Dental bridges, dental crowns, dental implants

Dental bridges, crowns and implants are all effective ways to fill gaps and achieve the effect of having extra teeth in the mouth. 

Porcelain veneers

Porcelain veneers are a great treatment option if your issue is a small gap between the two upper front teeth. 

Veneers are thin, shell like pieces of porcelain that are bonded to the front of the teeth in order to make them slightly wider and stronger.

Orthodontic treatment

If yours is a more severe case of gap teeth, orthodontic treatment may be necessary in order to correct your bite and reposition your teeth.


Braces are the oldest form of orthodontic treatment and have been in use for over a hundred years. Of course, the braces we have today are much lighter and less bulky than braces were just ten or twenty, not to mention a hundred years ago.

Braces put pressure on teeth in order to slowly shift them not a more straight formation. Straightening your teeth and closing the gaps between your teeth using traditional metal braces can take anywhere from five months to a few years, depending on severity.
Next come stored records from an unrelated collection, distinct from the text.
PR #1577, opened 2026-07-22
feat: add amount variable/value in shs token confirmation sms message

### LINKED ISSUE #1561: [Feature Request]: SMS for Token confirmation should also include transaction amount.
### Preflight Checklist

### Problem Description

Feature request from user that wants to include amount for the token confirmation SMS. Sometimes customers request to see the amount information. 

### Proposed Solution

Extract the amount information from the transaction object and provide the amount variable for SHS token confirmation template

### Alternatives Considered

N/A

### Additional Information

_No response_

beesaferoot:
Closes #1561 

### Pull Request checklist


src/backend/database/migrations/tenant/2026_07_22_120000_add_amount_to_token_confirmation_shs_sms_body.php
```diff
@@ -0,0 +1,32 @@
...
+    public function up(): void {
+        DB::connection('tenant')->table('sms_bodies')
+            ->where('reference', 'TokenConfirmationSHS')
+            ->update([
+                'body' => self::BODY_WITH_AMOUNT,
+                'place_holder' => self::BODY_WITH_AMOUNT,
+                'variables' => 'name,surname,token,duration,unit,device_serial,amount',
+                'updated_at' => Carbon::now(),
+            ]);
+    }
```
dmohns, line 35: I don't think we can do this. This will overwrite (and delete) any customisation a user has done. 

You would have to do (in pseudo):

IF `body ==  self::BODY_WITHOUT_AMOUNT` THEN UPDATE ELSE NOTHING

btw... what's the difference between `body` and `place_holder`?

beesaferoot: Thanks for spotting this. I think we I wanted to update is the place_holder 

> btw... what's the difference between body and place_holder?

The body is what can be customized by the user while the place_holder is what we initially set and is not be updated by the user.

dmohns: Ohhh, I see... What an over-complicated, unintuitive behaviour, haha 🙈

src/backend/database/migrations/tenant/2026_07_22_120000_add_amount_to_token_confirmation_shs_sms_body.php
```diff
@@ -0,0 +1,30 @@
...
+    private const BODY_WITHOUT_AMOUNT = 'Dear [name] [surname], your transaction is confirmed. Device Serial: [device_serial]. Token: [token], Duration: [duration] [unit].';
+
+    public function up(): void {
+        DB::connection('tenant')->table('sms_bodies')
+            ->where('reference', 'TokenConfirmationSHS')
+            ->update([
+                'place_holder' => self::BODY_WITH_AMOUNT,
+                'variables' => 'name,surname,token,duration,unit,device_serial,amount',
+                'updated_at' => Carbon::now(),
+            ]);
```
dmohns, line 34: It still doesn't work. On new installations/tenants it will have the `body` from before, i.e. without amount.

dmohns:
Sorry, my comments are all over this PR 🙈 

From what I understand `place_holder` is essentially a useless field. It doesn't do anything, right? I _think_ what it was meant to be is `default_value`. This would make some sense if we had a button to "Reset SMS Bodies to default" (which we don't). But this is probably a future improvement.

src/backend/database/migrations/tenant/2026_07_22_120000_add_amount_to_token_confirmation_shs_sms_body.php
dmohns: I think for now, we have to stick to the bahaviour:

- Always update `place_holder`
- Update `body` if it was untouched else keep the user-modified body

beesaferoot:
> From what I understand `place_holder` is essentially a useless field. It doesn't do anything, right? I _think_ what it was meant to be is `default_value`. This would make some sense if we had a button to "Reset SMS Bodies to default" (which we don't).

One missing part to this is that the placeholder value is used when the user clears the textarea as a hint, so I think it is still useful. 

Screenshot 2026-07-27 at 10 48 42 AM

dmohns (approved):

PR #1621, opened 2026-08-12
feat(payment-providers): Add support to close registration tail wizard

### LINKED ISSUE #1620: [Feature Request]: Registration Tail wizard modal doesn't close when a step navigates away to configure
### Preflight Checklist

### Problem Description

When a plugin is enabled but not yet configured, the post-login Registration Tail wizard shows a modal dialog with a "Configure {Plugin}" button. Clicking it navigates to the plugin's Overview page but the wizard modal stays open, overlaying the very page the user was just sent to configure.

Steps to reproduce :
1. Enable a payment plugin without configuring credentials yet, and log in (or log out and back in) so the Registration Tail wizard appears.
2. Click "Configure {Plugin}" on the wizard card.

Expected: the wizard dialog closes and the user lands cleanly on the plugin's Overview page.
Actual: the app navigates correctly, but the dialog remains open on top of the page.

A related, secondary bug surfaced from the same flow: if the user was already sitting on the target route (e.g. /flutterwave/overview) when clicking "Configure," the button's `this.$router.push(...)` call rejected with an uncaught NavigationDuplicated error (vue-router 3.x throws when navigating to the current route), producing a visible "Uncaught runtime errors" dev overlay. That part is fixed by catching and ignoring NavigationDuplicated on the push, same as the existing pattern in shared/Paginate.vue.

Invisalign treatment offers an effective and affordable way to close gaps between teeth, and to get your teeth straightened at the same time.

Invisalign clear aligners work very similarly to braces, by putting gentle but firm and constant pressure on your teeth in order to shift their positions. Invisalign treatment is usually faster than orthodontic treatment with braces, and can yield the same fantastic results.

If you are interested in getting your teeth straightened with Invisalign clear aligners, we recommend heading on over to the Invisalign website and learning more about the treatment and to find an Invisalign trained orthodontist or dentist near you today.


If you are fortunate enough to have a small gap between your two front teeth, there is no reason for you to seek treatment for your gapped teeth. In fact, a small gap between your teeth can be a charming aesthetic quirk.

However, if you have multiple gaps between your teeth, or perhaps one large gap where a tooth is missing, there are many hard-hitting reasons for you to seek treatment sooner rather than later. Moving your teeth closer together can do much to improve your smile, your confidence and your overall health. 

Fortunately, there is no shortage of accessible treatment options if you are dealing with gapped teeth. Dental bridges, bonding, crowns or implants can all help bring your teeth closer together, or even add more teeth to your mouth where they may be missing.

Another route involves braces or Invisalign aligners and works with your natural teeth and just bringing them closer together. We recommend this option if suitable for you, as it does not require any drilling or making any new additions to your existing teeth.